No doubt, Isaias would wage an aggressive campaign of vilification and ostracism against the opposition groups that held its' meeting in Addis. He would be heard in every media outlet reciting the "I told you so" rhetoric. In typical "higdefite" fashion of "I know it all" bravado, he would preach hatred against the opposition by portraying them as latter-day "weyanites". Unfortunately, this is a campaign, I'm afraid that might have some resonance with the Eritrean public who have increasingly become suspicious and leery of anything that looks and smells like "weyane". The opposition cannot ignore this reality and it is high time that they begun addressing it. It can't be deferred any longer. The opposition must not let this event be Isais's media bonanza. A strong rebuttal is in order.

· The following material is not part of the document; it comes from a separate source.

PR #6398, opened 2026-04-07
Group logs by command in step logs UI and make them collapsible

lephuongbg:
Currently logs from all command are dumped in the same scroll view, which make it hard to check logs for each command.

As I said or alluded in my most recent column, I don't fault the opposition for holding it's meeting in Addis. Against the mounting evidence to the contrary, I believe, Addis is by far the most logical haven of the alliance. This is simply real politicking. The opposition must capitalize on the regional and international trends that favor it. As far as Eritrean vital interests are not compromised, all options must be explored.

The opposition, however, must address some serious concerns and reservations the public is frequently entertaining. The opposition must explain the nature of its relationship with the "weyane" in particular and the region in general. It has to explain the role of their military in the campaign of regime change and democratization. The paternalistic attitude of "father knows best" must be immediately discarded. Secrecy has no place. The opposition must have a two-way communication with the public. If the opposition succeeds to enjoy regional and international support and fails to win the Eritrean people, then, all its efforts are in vain. The Eritrean people must be the number one priority. I understand that the meeting was primarily the restructuring of the organization, but what comes next would be closely scrutinized. The opposition would be in a fish-bawl and the Eritrean people would be observing and examining. The Eritrean people are expecting some tangible steps to be taken in the right direction. New opposition and old oppositions must talk. Unity is in diversity and not in homogeneity. We expect differences but with a little of common sense, some common ground can be established. Can the opposition do that? Is that too much to ask?